Settlement of the forward contract related to this agreement is
expected to occur on or before March 19, 2018.
In total, common shares outstanding decreased by approximately
11.7 million shares in the fourth quarter of 2017 from the third
quarter of 2017.
Tax Rate
An income tax benefit was recognized in the fourth quarter of
2017. This was a result of the new tax legislation and was
primarily due to the remeasurement of deferred tax liabilities at
the lower statutory rate. The benefit was partially offset by a tax
expense related to a gain on the sale of Vantiv shares sold in the
prior quarter. The prior quarter’s tax rate was also impacted by
the aforementioned gain on the sale of Vantiv shares. On a full
year basis, the 2017 effective rate was 20.8 percent compared with
24.4 percent for the full year of 2016.
Other
As of December 31, 2017, Fifth Third Bank owned approximately 15
million units representing an 8.6 percent interest in Vantiv
Holding, LLC, convertible into shares of Vantiv, Inc., a publicly
traded firm. Based upon Vantiv’s closing price of $73.55 on
December 31, 2017, our interest in Vantiv was valued at
approximately $1.1 billion. The difference between the market value
and the book value of Fifth Third’s interest in Vantiv’s shares is
not recognized in Fifth Third’s equity or capital.
Conference Call
Fifth Third will host a conference call to discuss these
financial results at 9:00 a.m. (Eastern Time) today. This
conference call will be webcast live and may be accessed through
the Fifth Third Investor Relations website at www.53.com (click on
“About Us” then “Investor Relations”).
Those unable to listen to the live webcast may access a webcast
replay through the Fifth Third Investor Relations website at the
same web address. Additionally, a telephone replay of the
conference call will be available after the conference call until
approximately February 6, 2018 by dialing 800-585-8367 for domestic
access or 404-537-3406 for international access (passcode
8195768#).
Corporate Profile
Fifth Third Bancorp is a diversified financial services company
headquartered in Cincinnati, Ohio. As of December 31, 2017, the
Company had $142 billion in assets and operates 1,154 full-service
Banking Centers, and 2,469 Fifth Third branded ATMs in Ohio,
Kentucky, Indiana, Michigan, Illinois, Florida, Tennessee, West
Virginia, Georgia and North Carolina. In total, Fifth Third
provides its customers with access to more than 54,000 fee-free
ATMs across the United States. Fifth Third operates four main
businesses: Commercial Banking, Branch Banking, Consumer Lending,
and Wealth & Asset Management. As of December 31, 2017, Fifth
Third also had an 8.6% interest in Vantiv Holding, LLC. Fifth Third
is among the largest money managers in the Midwest and, as of
December 31, 2017, had $362 billion in assets under care, of which
it managed $37 billion for individuals, corporations and
not-for-profit organizations through its Trust and Registered
Investment Advisory businesses. Investor information and press
releases can be viewed at www.53.com. Fifth Third’s common stock is
traded on the NASDAQ® Global Select Market under the symbol
“FITB.”
Earnings Release End Notes
(a)
Certain tax legislation amounts are
considered reasonable estimates as of December 31, 2017. As a
result, the amounts could be adjusted during the measurement
period, which will end in December 2018.
(b)
Assumes a 35% tax rate.
(c)
On January 16, 2018, Vantiv, Inc. changed
its name to Worldpay, Inc. and completed the previously announced
acquisition of Worldpay Group Limited, formerly Worldpay Group
plc.
(d)
Non-GAAP measure; see discussion of
non-GAAP and Reg. G reconciliation beginning on page 30 in Exhibit
99.1 of 8-K filing dated 1/23/2018.
(e)
Under the banking agencies' Basel III
Final Rule, assets and credit equivalent amounts of off-balance
sheet exposures are calculated according to the standardized
approach for risk-weighted assets. The resulting weighted values
are added together resulting in the total risk-weighted assets.

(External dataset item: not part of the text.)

PR #99, opened 2024-02-06
Improve consume performance by avoiding fsync.

### LINKED ISSUE #98: Fix DYAD consumer fsync
Currently as we have one fd we need an fsync before releasing a lock.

Under the banking agencies’ Final Rule published in November 2017
pertaining to certain regulatory capital items for banks subject to
the standardized approach, the Bancorp is no longer subject to
certain transition provisions and phase-outs beyond 2017. Current
period regulatory capital ratios are estimated.
(f)
Includes commercial customer Eurodollar
sweep balances for which the Bancorp pays rates comparable to other
commercial deposit accounts.
(g)
Excludes nonaccrual loans held for
sale.
(h)
As of June 30, 2017, March 31, 2017 and
December 31, 2016, excludes $7 million of restructured accruing
loans and $19 million of restructured nonaccrual loans associated
with a consolidated VIE in which the Bancorp has no continuing
credit risk due to the risk being assumed by a third party.
(i)
The Bancorp became subject to the Modified
LCR regulations effective January 1, 2016. Current period LCR is
estimated.
FORWARD-LOOKING STATEMENTS
This release contains statements that we believe are
“forward-looking statements” within the meaning of Section 27A of
the Securities Act of 1933, as amended, and Rule 175 promulgated
thereunder, and Section 21E of the Securities Exchange Act of 1934,
as amended, and Rule 3b-6 promulgated thereunder. These statements
relate to our financial condition, results of operations, plans,
objectives, future performance or business. They usually can be
identified by the use of forward-looking language such as “will
likely result,” “may,” “are expected to,” “anticipates,”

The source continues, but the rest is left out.